One of the areas of future agricultural policy in NI where we have yet to see any significant detail is around what DAERA will do to encourage young people into the industry.

In the last CAP reform in 2015, the EU came forward with a young farmers’ top-up payment. It initially added around €81/ha on up to 90ha for farmers under 40, taking over as head of holding for the first time. An eligible applicant could claim the money for up to five years, although with 2% of the total NI budget allocated to the scheme (approximately €6.5m), as more young farmers came in, this top-up was reduced in subsequent years.

While the payment was a useful addition to income, it was insignificant when compared to what some were able to receive from the regional reserve.

It allowed a young farmer applicant to go straight to the NI average of €330/ha on an unlimited area of land (a cap of 90ha was introduced in 2021).
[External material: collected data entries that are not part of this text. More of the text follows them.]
PR #94, opened 2022-03-29
Feature/add deadline button

Matathiasq13824:
Added an activity to add deadline on the list using a DatePicker.

### DIFF
--- a/app/src/androidTest/java/com/github/multimatum_team/multimatum/MainActivityTest.kt
+++ b/app/src/androidTest/java/com/github/multimatum_team/multimatum/MainActivityTest.kt
@@ -117,6 +117,17 @@ class MainActivityTest {
     }
 
     @Test
+    fun goToAddDeadlineActivity() {
+        onView(withId(R.id.main_go_to_add_deadline)).perform(ViewActions.click())
+        Intents.intended(
+            allOf(
+                hasComponent(AddDeadlineActivity::class.java.name),
+                toPackage("com.github.multimatum_team.multimatum")
+            )
+        )
+    }
+
+    @Test
     fun buttonOpensQrCodeReader() {
         onView(withId(R.id.goToQrCodeReader)).perform(ViewActions.click())
         Intents.intended(
--- a/app/src/main/java/com/github/multimatum_team/multimatum/AddDeadlineActivity.kt
+++ b/app/src/main/java/com/github/multimatum_team/multimatum/AddDeadlineActivity.kt
@@ -15,7 +15,7 @@ import java.time.LocalDate
 import javax.inject.Inject
 
 /**
- *  Activity who create a deadline using a DatePick
+ *  Activity who create a deadline using a DatePicker
  */
 @AndroidEntryPoint
 class AddDeadlineActivity : AppCompatActivity() {
--- a/app/src/main/java/com/github/multimatum_team/multimatum/AddDeadlineActivity.kt
+++ b/app/src/main/java/com/github/multimatum_team/multimatum/AddDeadlineActivity.kt
@@ -25,9 +25,6 @@ class AddDeadlineActivity : AppCompatActivity() {
     override fun onCreate(savedInstanceState: Bundle?) {
         super.onCreate(savedInstanceState)
         setContentView(R.layout.activity_add_deadline)
-
-        val datePicker = findViewById<DatePicker>(R.id.add_deadline_date_picker)
-        datePicker.init(2022, 1, 1, null)
     }
 
     fun addDeadline(view: View) {
@@ -41,13 +38,13 @@ class AddDeadlineActivity : AppCompatActivity() {
 
         // Check if the title is not empty
         if (titleDeadline == "") {
-            Toast.makeText(this, "Enter a title", Toast.LENGTH_SHORT).show()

Some large farms were able to split the business, allowing existing entitlements to be stacked on a small number of hectares, with a young farmer going straight to the NI average on the rest. These people worked the system, and it brought a big windfall of cash.
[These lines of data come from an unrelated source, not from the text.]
PR #95, opened 2022-03-29
Identify deadlines by ID

### LINKED ISSUE #90: Create function to get deadline by Id in the adapter
This function will be use to retrieve deadline corresponding to notification

felko:
This PR changes the model from a list of deadlines to a map associating IDs to deadlines. This lets us augment the repository interface with new methods, namely `fetch` (get a single deadline from the repository) `delete` and `modify`, which will be useful to implement core features later.
The viewmodel and the adapter were updated accordingly.
Other minor refactors were done, for example the viewmodel is now injected in relevant activities instead of being manually instantiated.

Closes #90

### DIFF
--- a/app/src/main/java/com/github/multimatum_team/multimatum/MainActivity.kt
+++ b/app/src/main/java/com/github/multimatum_team/multimatum/MainActivity.kt
@@ -42,7 +42,7 @@ class MainActivity : AppCompatActivity() {
         val adapter = DeadlineAdapter(this)
 
         listView.adapter = adapter
-        viewModel.deadlines.observe(this) { deadlines ->
+        viewModel.getDeadlines().observe(this) { deadlines ->
             Log.d("deadlines", deadlines.toString())
             adapter.setDeadlines(deadlines)
         }
--- a/app/src/main/java/com/github/multimatum_team/multimatum/MainActivity.kt
+++ b/app/src/main/java/com/github/multimatum_team/multimatum/MainActivity.kt
@@ -49,8 +49,8 @@ class MainActivity : AppCompatActivity() {
 
         // Set when you maintain your finger on an item of the list, launch the detail activity
         listView.setOnItemLongClickListener { _, _, position, _ ->
-            val selectedDeadline = adapter.getItem(position)
-            val detailIntent = DeadlineDetailsActivity.newIntent(this, selectedDeadline)
+            val (id, selectedDeadline) = adapter.getItem(position)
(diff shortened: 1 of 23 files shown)


app/src/main/java/com/github/multimatum_team/multimatum/MainActivity.kt
```diff
@@ -26,7 +27,8 @@ class MainActivity : AppCompatActivity() {
     @Inject
     lateinit var deadlineRepository: DeadlineRepository
 
-    private lateinit var viewModel: DeadlineListViewModel
+    private val viewModel: DeadlineListViewModel by viewModels()
```
Matathiasq13824, line 30: Why is the `by viewModel()` necessary ?

app/src/main/java/com/github/multimatum_team/multimatum/repository/FirebaseDeadlineRepository.kt
```diff
@@ -54,41 +52,66 @@ class FirebaseDeadlineRepository @Inject constructor() : DeadlineRepository {
...
 
     /**
      * Insert new deadline in the database.
      */
-    override suspend fun put(deadline: Deadline) {
+    override suspend fun put(deadline: Deadline): DeadlineID =
         deadlinesRef
             .add(serializeDeadline(deadline))
             .await()
+            .id
```
Matathiasq13824, line 78: How Firebase create the id ? Can it create twice the same id if there is enough deadline ?

Matathiasq13824 (commented):
Clean and comprehensible modification. I just need some explaination and it should be good.
However, I see that the coverage got worse because of the modifications. It is possible to make some test to improve it ?
Also, I know that the warnings don't come from your part but it could be nice to, at least, remove the ones who are in the gradle.

LennyDZ (approved):

app/src/main/java/com/github/multimatum_team/multimatum/MainActivity.kt
felko: It is not strictly necessary for this PR but since I was working on the viewmodel I refactored the activities to inject the viewmodel.
This will allow us to test the activities by injecting a mock viewmodel.

app/src/main/java/com/github/multimatum_team/multimatum/repository/FirebaseDeadlineRepository.kt
felko: No the generated ID is guaranteed to be unique.

Matathiasq13824 (approved):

Whatever DAERA does in the future, we can be sure that a similar arrangement will not be on the cards again.

Instead, the DAERA policy documents refer to a “generational renewal programme” that will include “planning for farm succession, development of the successor and maintaining support for both generations”.

In the past, we have seen higher grant rates, and other schemes to help young farmers invest.

However, while we need to encourage young people into our industry, we also need to be mindful of the career opportunities that exist outside of farming.

Many farmers work incredible hours, but that work ethic might not be the best way to encourage your son or daughter to take over the farm. In some cases, a bit less would do.